After finishing her morning prayer, Fatimah usually sat down to recite a chapter from the Holy Qur'an. She always found great pleasure in reading each verse as she thought about the sublime meaning of the Divine words. At such times, she felt as though she on a higher plane, a spiritual world with a sacred atmosphere. The words taught her lessons and flooded her life with new light when she read the Qur'anic verses:
“And one of His signs is that He created mates for you from yourselves that you may find rest in them, and He put between you love and compassion. Most surely, there, are signs in this for people who reflect.” (Al-Rum, 30:21)
“And they who say: Oh our Lord! Grant us in our wives and our offspring the joy of our eyes and make us guides to those who guard (against evil).” (Al-Furqan, 25:74)
The words reminded her of famous Muslim believers. She gave a deep sigh. She really felt quite sad when she saw some Muslims failing to continue striving towards perfection. However, there were still promising examples. She thought about her friend, Khadijah, who had just begun her married life and was visiting some holy shrines during her honeymoon. Khadijah was a good Muslim sister who chose her partner carefully and according to religious measures.
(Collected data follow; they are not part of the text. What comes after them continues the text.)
Issue #1926, opened 2022-09-01
CARMA-Platform BSM Generator is not random, causing BSM ID conflicts between vehicles.


paulbourelly999:
### Types of Issue

- [x] Anomaly report (something appears to not work correctly)
- [ ] Enhancement request (describe the enhancement being requested)
- [ ] Other (please ensure the description clarifies why the issue doesn’t fall into either of the above categories)

### Descriptive summary

When starting CARMA-Platform the BSMID for vehicles seems to cycle between some set sequence of numbers starting with all zeros and then going to :
- 240
 - 58
 - 214
 - 16
 after 5 mins. Seems like it is not reading the opt/carma/vehicle/calibration/identifiers/UniqueVehicleParams.yaml configuration parameters correctly because regardless of what we set the rotation toggle to. The first bsm id is all zeros and the seconds on is the values shown here.
### Carma version where this issue was discovered

Latest
### Expected behavior
BSM Random generation for multiple vehicles should guarantee unique 
### Actual behavior

BSM Generation not random causing conflict.
### Steps to reproduce the actual behavior

1. Start CARMA Platform
2. Echo outgoing mobility operation or bsm
3. BSM ID 000000000
4. Wait 5 mins 
5. BSM ID - 2405821416

MishkaMN:
Resolved with above PR

PR #1936, opened 2022-09-20
Fix/uc1 test

MishkaMN:
# PR Details
## Description

This is a assorted fixed related to UC1 regression testing. 
- Mobility path and operation should not be published if the vehicle is not engaged  for uc1.
- bsm id will generate random id from the beginning and uses fixed id if it random_generation is toggled false
- Mobility path's timestamp should be still up to date when waiting on a stop line

## Related Issue
https://github.com/usdot-fhwa-stol/carma-platform/issues/1926 BSM ID
https://github.com/usdot-fhwa-stol/carma-platform/issues/1937 Mobility Path timestamp
https://github.com/usdot-fhwa-stol/carma-platform/issues/1938 Mobility Path & Operation should not publish when not engaged

## Motivation and Context
Use case 1 regression testing fixes.

## How Has This Been Tested?
Integration tested on blue lexus and white pacifica 

## Types of changes

## Checklist:


sci_strategic_plugin/config/parameters.yaml
```diff
@@ -5,7 +5,7 @@ vehicle_decel_limit_multiplier : 0.65
 vehicle_accel_limit_multiplier : 0.65
 
 # Double: A buffer before of the stopping location which will still be considered a valid stop. Units in meters
-stop_line_buffer : 3.5
+stop_line_buffer : 10
```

She rejected all anti-Islamic traditions that distorted the meaning and essence of marriage.
She always said that, according to Islam, marriage is the first brick of a foundation in raising a generation of good believers. Fatimah beseeched Allah to guide her dear friend along the right path in her new life. She had barely finished her prayer when one of her Muslim friends rang the doorbell. She had come to tell Fatimah that Khadijah had returned from her honeymoon and that she had settled in her new home. Fatimah rushed to put on her hijab to go and visit her, but the sister told Fatimah it was too early to go that day, and that Khadijah was not quite ready to receive visitors. Fatimah was surprised. How could Khadijah refuse a Muslim sister's visit? She felt sad and said, "I can hardly believe this. Why don't we go and clear up the matter?”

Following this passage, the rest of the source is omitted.